She wanted to tell him so as they ate their lunch in an uncomfortable silence. She looked up, determined to say something to break the endless circle of her thoughts, and found that he was looking at her in a way that made the words die on her lips. She pulled uncomfortably at the collar of her shirt, fingering the gold medallion that she always wore round her neck.
‘What’s the matter?’ With a great effort, she made the words sound prosaic.
That’s what I was wondering,’ he drawled. ‘I thought you were going to truck topsoil this morning?’
‘Yes, I was,’ she admitted.
‘But you changed your mind?’
She nodded. ‘I wrote to Betsy. I asked her to bring Bob with her. I like Bob very much! He’s a very kind person.’
‘I expect he’s found it easy enough to be kind to you,’ Benedict replied. ‘What have you ever asked of him?’
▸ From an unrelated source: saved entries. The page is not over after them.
PR #2148, opened 2025-05-12
refactor(api): rename "files" API to "artifacts"

leseb:
# What does this PR do?

The term "artifacts" better represents the purpose of this API, which handles outputs generated by API executions, eventually stored objects that can be of served by any storage interface (file, objects).

This aligns better with the industry convention of 'artifacts' (build outputs, process results) rather than generic 'files'. 'files' would be appropriate if the goal was to store and retrieve files purely.

Additionally, in our context, artifact is a better term since it will handle:

* Data produced by SDG (Synthetic Data Generation) - as input
* Output of a trained model - as output


ashwinb:
Hmm, there is another intended usage: as an _input_ to the LLM (or other processing) -- for example, a document to be fed into a RAG, even to inference itself.

ashwinb:
I agree with your description and we had gone through these options at one point. Overall (also see OpenAI's choice), we felt that `/files` (even despite some of the wrong connotations it brings sometimes) actually accurately reflects the generic concept much better and is more "flexible" over time.

franciscojavierarceo:
[Kubeflow Pipelines (KFP)](https://www.kubeflow.org/docs/components/pipelines/overview/) and [Google Vertex AI](https://cloud.google.com/vertex-ai/docs/training/exporting-model-artifacts) also use the [artifact naming convention](https://www.kubeflow.org/docs/components/pipelines/concepts/output-artifact/). 

The `Artifact` [class in KFP](https://kubeflow-pipelines.readthedocs.io/en/sdk-2.12.1/_modules/kfp/dsl/types/artifact_types.html) has:
1. `Model`
2. `Dataset`
3. `Metrics
4. `ClassificationMetrics`
5. `SlicedClassificationMetrics`
6. `HTML`
7. `Markdown`

As KFP describes it, a subset of KFP's goals are to:
- Easily pass parameters and ML artifacts between pipeline components
- Easily manage, track, and visualize pipeline definitions, runs, experiments, and ML artifacts

So, I think there's some overlap but I'm not sure how aligned you'd want to be with KFP. KFP is Kubeflow's largest project and is used quite widely by ML Engineers and Data scientist, so I think there are benefits to adopting language that makes it more intuitive for this audience but that's only rational if we want to capture that audience and adopt similar language.

ashwinb:
Any comments @raghotham @ehhuang @hardikjshah @booxter @mattf @bbrowning @dltn ? I am lukewarm about this (OK with either) now.

reluctantfuturist:
> So, I think there's some overlap but I'm not sure how aligned you'd want to be with KFP. KFP is Kubeflow's largest project and is used quite widely by ML Engineers and Data scientists, so I think there are benefits to adopting language that makes it more intuitive for this audience but that's only rational if we want to capture that audience and adopt similar language.

My 2 cents: we want to minimize the learning curve and make it as easy as possible for developers to build on LS, so it makes sense to adopt naming conventions similar to providers they are already using today (e.g. OpenAI). I totally get your logic, but I think the target audience is a bit different.

bbrowning:
On the inference API side of thing, the OpenAI-compatible responses and chat completions APIs directly reference `file` as a noun.

A chat completions API inference example that uses files:

```python
completion = client.chat.completions.create(
    model="meta-llama/Llama-4-Maverick-17B-128E-Instruct-FP8",
    messages=[
        {
            "role": "user",
            "content": [
                {
                    "type": "file",
                    "file": {
                        "file_id": file.id,
                    }
                },
                {
                    "type": "text",
                    "text": "Summarize the main points of this PDF.",
                },
            ]
        }
    ]
)
```

A responses API inference example that uses files:

```python
    model="meta-llama/Llama-4-Maverick-17B-128E-Instruct-FP8",
    input=[
        {
            "role": "user",
            "content": [
                {
                    "type": "input_file",
                    "file_id": file.id,
                },
                {
                    "type": "input_text",
                    "text": "Summarize the main points of this PDF.",
                },
            ]
        }
    ]
)
```

Note the references to `file` in the examples above.

Now, we could choose to diverge from OpenAI-compatible APIs for things like files uploads, but if we do we'll still need to map our concept of artifacts/files/whatever into these file inputs for inference calls. Or, we could choose to align (exactly or closely), so that things look and feel familiar for users coming from other projects/platforms.

As an example, if we chose to be inspired by the OpenAI-compatible API of file uploads:

```python
file = client.files.create(
    file=open("my_file.pdf", "rb"),
    purpose="user_data"
)
```

If we deviate in what we call this API endpoint, we'd still need a way for users to upload a file and retrieve an id reference to that file that they can pass to inference calls. And, on the server-side, we'd need the ability to fetch uploaded file contents given its id and pass that into our actual models.

Note that as we're thinking about this API, consider that we need a way to refer to jsonl file inputs for fine-tuning, jsonl file inputs for batch inference, outputs from long-running processes, etc.

For reference, here's the [OpenAI Files API](https://platform.openai.com/docs/api-reference/files/create). If there are any other AI platforms (api.llama.com? Nvidia? together? fireworks?) that offer a Files/Artifacts abstraction and integration with inference, eval, fine-tuning, batch, etc please share links as ideally we'd coalesce around already existing API surfaces for the sake of user adoption and compatibility, unless there are compelling reasons to do otherwise.

bbrowning:
[together.ai files API reference](https://docs.together.ai/reference/get_files) - note the API reference doesn't show a way to create files, but they do have an `files upload` command in their CLI so that may just be an oversight of the API reference. This looks quite similar to the OpenAI Files API.

[fireworks.ai datasets API reference](https://docs.fireworks.ai/api-reference/create-dataset) - fireworks doesn't have a Files API, but it does have a datasets API that's used for less purposes than the general Files API of other services.

booxter:
(Sorry for the long comment; I thought about this patch since yesterday and went back and forth on it, and I'm capturing the logic I followed.)

---

I proposed renaming the `/files` API into `/artifacts` back when it was first proposed, and I was thinking about model production when I did so. So I _tend to agree_ with the starting premise of the PR: `/files/` as an entity may not be expressive enough for desired user interactions. But there's a twist.

---

I'll start by saying that I'm not a native speaker, so I may miss some semantics. (Though APIs will be used by non-native speakers too, so maybe it's not as important.)

Considering **"common" dictionary** definition of an artifact, I don't see how it would not cover "inputs" as well as "outputs".

> 1. An object produced or shaped by human craft, especially a tool, weapon, or ornament of archaeological or historical interest.
> 2. Something viewed as a product of human conception or agency rather than an inherent element. 

Artifact is just a "thing" that is not formed "naturally" but by "humans" (or their agency extenders - machines?)

---

Considering how the term is **used in MLOps software**, from the given examples I see a distinction between systems that are *focused on consumption* (agents, RAG, chat) vs. systems that cover *both consumption and production* (fine-tuning, processing pipelines). The former systems seem to lean toward "files", the latter toward "artifacts". Llama Stack promises to cover both flows.

That said...

---

**Why I think the current API can't be renamed verbatim into `/artifacts`**:

1. Artifacts don't have *MIME* types; they have *domain specific* types (`Model`, `Dataset`, ...). But if we were to apply domain types...
2. Llama Stack already has `models` and `datasets` APIs. Introducing "model artifacts" that are not "models" or "dataset artifacts" that are not "datasets" would be confusing.

**Why I think `/files` is not ideal either**:

1. Files are specific to file systems (recursive hierarchical graphs).
2. `/files/` API describes an object store with non-recursive "buckets" and MIME types, compare to: `Content-Type` from S3 API.

---

**So what is left then?**

**I think leaving the API to express low level "blobs" is most prudent.** In abstract, I'd prefer these "blobs" to be named "objects" (put into "buckets") to reflect semantics - which mimics s3, not a real file system. But compatibility / familiarity concerns expressed above are valid, so I'm very soft on renaming it.

**But I also think this "blob" API should not be the primary surface for user interaction.** Users should interact with domain types (models, datasets, metrics... which - yes - can be backed by "blobs" / "files").

For example, a user should generate data using a "dataset" and perhaps a "model" (not using "blobs"); the user then passes the generated "dataset" to fine-tune a "model (checkpoint)"; the result of tuning being another "model (checkpoint)" which is then sent to inference / eval... At no point in time the user should care about files / blobs / objects - unless they ex- or infiltrate actual files from or into the LLS system - to serve as a backend for the domain entity (a model, a dataset, etc.)

leseb:
Not clear "winner", so I'm closing this thread and we keep things as is. I feel like we need to narrow down all the use cases we know to perhaps revisit this. My rule of thumb was: "everything generated by the providers or by a system that gets hosted on the fils endpoint is an artifact".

Hero shrugged her shoulders. Why should she have asked anything of him? She wished Benedict wouldn’t look at her in that appraising way. It reminded her that if he chose to think that he had the right to make an intimate study of her form, she was quite unable to prevent him from doing so.
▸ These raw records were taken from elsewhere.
Issue #1927, opened 2025-04-10
Expose the UI with the distro server


leseb:
### 🚀 Describe the new functionality needed

Along with the distribution server, we could have an option to run the UI.

Solution sketch:

* build: include the UI as part of the build process (new build flag?) and install the necessary deps
* run: add an option to the server CLI: `--enable-ui`
* run: warn the user the UI is still considered experimental
* run: print in the server log how to access the UI

### 💡 Why is this needed? What if we don't build it?

Better UX.

ilya-kolchinsky:
@leseb Interested in contributing this

leseb:
Fixed in https://github.com/meta-llama/llama-stack/pull/2170.

PR #2149, opened 2025-05-13
feat: scaffolding for Llama Stack UI

ehhuang:
# What does this PR do?
Introduces scaffolding for Llama Stack's UI. Created with next.js and https://ui.shadcn.com/.

1. Initialized directory with `npx shadcn@latest init`
2. Added sidebar component `npx shadcn@latest add sidebar` and added menu items for chat completions and responses.
3. Placeholder pages for each.

## Test Plan
`npm run dev`

image


ehhuang:
cc @ashwinb

leseb (commented):
I can't comment on the code itself but I have a few questions:

* The code leaves outside of `llama_stack`, how are we planning on shipping this?
* If it's external to the main codebase and can run standalone, how about putting the code into a new repository instead?

From my perspective, having the UI server run standalone is appealing but we should have a way to activate it through the server spec as well. So users just need to turn it on and it will be made available, this is nice for local development (see: https://github.com/meta-llama/llama-stack/issues/1927).

Thanks!

ehhuang:
> I can't comment on the code itself but I have a few questions:
> 
> * The code leaves outside of `llama_stack`, how are we planning on shipping this?
> * If it's external to the main codebase and can run standalone, how about putting the code into a new repository instead?
> 
> From my perspective, having the UI server run standalone is appealing but we should have a way to activate it through the server spec as well. So users just need to turn it on and it will be made available, this is nice for local development (see: #1927).
> 
> Thanks!

The idea is that the UI comes with stack, so when we do `stack run` it spins up the UI as well. I think I should probably move the directory one level deep.

leseb:
> > I can't comment on the code itself but I have a few questions:
> > 
> > * The code leaves outside of `llama_stack`, how are we planning on shipping this?
> > * If it's external to the main codebase and can run standalone, how about putting the code into a new repository instead?
> > 
> > From my perspective, having the UI server run standalone is appealing but we should have a way to activate it through the server spec as well. So users just need to turn it on and it will be made available, this is nice for local development (see: #1927).
> > Thanks!
> 
> The idea is that the UI comes with stack, so when we do `stack run` it spins up the UI as well. I think I should probably move the directory one level deep.

Yes, we should so we can ship it with the main package.

franciscojavierarceo (commented):
Very small nit but any reason we named `llama-stack-ui` instead of just `ui`?

ashwinb:
@ehhuang it would be great if you could briefly summarize in the PR summary:

- directory structure
- tech choices (next + shadcn/ui) 
- other incidentals which you think might change

There are many pieces to this PR and it would be good to know what parts to focus on and what can be changed over time easily enough.

leseb:
> > Yes, we should so we can ship it with the main package.
> 
> I think we need to think what shipping means here though.
> 
> * For docker it is self-evident since you could package whatever together into the image.

I think Docker is a distribution mechanism that must rely on either pypi/rpm or both :) 

> * But for pypi, this is not going to be just pypi, but would likely be a combination (pypi + npm) because the UI is Typescript based.

I'm far from being a TS expert or UI or anything frontend related but I've read we can build the TS frontend into static files and include those in this repository so we can bundle everything into a Python package?

> * Given that the artifact would need to be separated out, one could reasonably argue that the UI pieces could all just sit in a different repository. (And by jove, we have made a bunch of repositories in this project.) And maybe they will someday. But it is also rather convenient for iteration to have them all be in the same repo for now.

Where is the convenience aspect taking place? Can you elaborate? I believe the new UI is a good candidate for https://github.com/llamastack :). I feel like the UI folks should have their own space to interact, set their velocity, release cadence etc. Including the UI here somewhat "pollutes" the main backend code (with my CI, more fronted specific tooling etc).

> 
> Thoughts @leseb ?

Above!

ashwinb:
@leseb yes all points valid. The part about doing a static build isn't quite accurate because you are still going to need a Node / TS runtime to run even the built files. So, no you shouldn't really distribute them as part of the python package for sure. `llama stack run` can certainly fetch an npm package and spin up the UI.

Pretty sure we will spin this up as an independent repository over time, but not now. There's substantial busywork to get all the things working for all repositories and we'd rather punt on that until we all like the actual functionality and form-factor.

llama_stack/ui/README.md
```diff
@@ -0,0 +1,36 @@
+This is a [Next.js](https://nextjs.org) project bootstrapped with [`create-next-app`](https://nextjs.org/docs/app/api-reference/cli/create-next-app).
```
ashwinb, line 1: can you add a blurb here at the top which says "## This is Work in Progress" and that "this UI will spin up when users run `llama stack run`" etc.?

ashwinb (approved):

franciscojavierarceo:
Awesome work here @ehhuang. 

Do you have plans for any other UI work here? 

We have a placeholder issue here (https://github.com/meta-llama/llama-stack/issues/2085) where I think we can track some of the work.

I believe @TheiaSurette was interested in contributing to some of this so if you'd be open to it, adding some issues under there may help for members in the community to help out!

‘He’s taken me out to dinner several times! Things like that,’ she answered. ‘He’s - rather special.’
‘Not to you, he’s not!’ Benedict said with a slight smile. ‘You can’t hide behind him, so don’t try!’
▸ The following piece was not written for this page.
PR #2152, opened 2025-05-13
fix: pytest reports

leseb:
# What does this PR do?

While adding other tests, I came across this and wasn’t sure how useful it is. It doesn’t seem to be exercised anywhere in CI, but I figured I’d fix it anyway. Happy to remove it if preferred. :)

She lowered her gaze to her plate. ‘I don’t know what you mean!’ she declared.
‘No?’ It was outrageous that he should sound amused that she might find Bob Andrews attractive. ‘I’m trying to tell you, in the nicest possible way,’ he went on smoothly, ‘that if you play with fire, you’ll get burned. I’ll see to that.’
‘It’s nothing to do with you!’ Then, when he said nothing, she asked in puzzled tones, ‘Is it because I’m
your wife?’
‘Not entirely.’
‘Because if it is, don’t you think I might do the same by you because you’re my husband?’ She didn’t look at him because she was-afraid that he would guess her true feelings.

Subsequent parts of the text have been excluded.